Local Lawmakers pushing to clean up illegal dumping site

Olmsted County cleanup

Local lawmakers look to the state to help clean up an illegal dumping ground littered with hazardous material

(ABC 6 News) State and local officials are looking to cleanup a property that was used as an unauthorized dumping site for decades.

The site was used for dumping items like paint, car parts and tires.

“It’s an eye sore at the very least, and, you know, to have this in your community is not what anybody wants,” Sen. Liz Boldon (DFL-25) said.

An estimated 80,000 tires were dumped across the 22-acre property, which local and state officials say could cause a catastrophe if a fire were to start on the property.

“The county has put up a fence, but it’s a concern,” Rep. Kim sHick (DFL-25) said.
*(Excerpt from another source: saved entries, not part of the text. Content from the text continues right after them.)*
PR #289, opened 2023-07-19
fix: App Tiles can Register a Go Back Handler Now

sternetj:
## Changes

  - Adds logic to handle the back arrow or hardware back button

## Screenshots

<table>
<tr>
 <td><video src="https://github.com/lifeomic/react-native-sdk/assets/2295908/498fa7e1-4872-4528-b3c1-cfdac238104b" />
 <td><video src="https://github.com/lifeomic/react-native-sdk/assets/2295908/05a508a4-61c6-45ab-aea2-7023ad0f3c7b" />
</table>

### DIFF
--- a/src/components/AppNavHeader.tsx
+++ b/src/components/AppNavHeader.tsx
@@ -1,12 +1,19 @@
-import React from 'react';
+import React, { useCallback, useEffect } from 'react';
 
 import { Appbar, Text } from 'react-native-paper';
 import { NativeStackHeaderProps } from '@react-navigation/native-stack';
 import { createStyles, useIcons } from './BrandConfigProvider';
 import { useStyles } from '../hooks/useStyles';
-import { StyleProp, TextStyle, ViewStyle } from 'react-native';
+import {
+  BackHandler,
+  Platform,
+  StyleProp,
+  TextStyle,
+  ViewStyle,
+} from 'react-native';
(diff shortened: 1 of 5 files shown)


markdlv (dismissed):

aymanenadi (dismissed):

sternetj:
@aymanenadi I am actually seeing an issue with my proposed solution where on android, if I enter the app and leave and then come back, the app sends an event with canGoBack equal to true on the loading screen. This breaks the expected behavior. Does this sound like something you ran into before?

I am wondering if it is because the webview is reused or something like that.

aymanenadi:
@sternetj I don't remember TBH, it was a while since I implemented this feature in LX.

Have you considered using the [`beforeRemove`](https://reactnavigation.org/docs/preventing-going-back/) event? At the time, the `react-navigation` version used in LX was old enough that it did not have this event exposed. I wonder if this, combined with `hardwareBackPress`, would get you around this issue.

sternetj:
What ultimately fixed it was providing a `key` to the webView so that it didn't think the previous URI was navigable.

@aymanenadi Thanks for the suggestion. I did switch to using `beforeRemove` and I think the solution is much cleaner since we don't have to have the header know about the webview anymore; plus, React Navigation was complaining about unserializable data in the params with the old solution of passing around the function so this change also resolved that warning.

aymanenadi (approved):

The property was forfeited to the county in 2017 when the owner refused to pay taxes on it, and that was when county officials learned the condition of the property.

“You could see that it was in disrepair if you drove by, but you really couldn’t see the real problem which is off behind us, unless you got onto the property,” Mark Thein. Olmsted County Commissioner for District 7.

When the property was taken over, the county began cleaning up drum if chemicals, oils and other waste on the property, which cost tax payers about $200,000.

“What we haven’t cleaned up is the eighty to a hundred thousand tires that are left on site, some of them shredded, because the cost of that is going to approach eight-hundred thousand dollars,” Thein said.

That’s why Senator Boldon and Representative Hicks are both drafting bills hoping to secure $800,000 for the lean up of the property.

“Without that it really will be on the shoulders of the residents of Olmsted county to foot the bill to clean this up,” Boldon said.

The bills are still making their wat through committee in the House and are waiting to be heard in the Senate.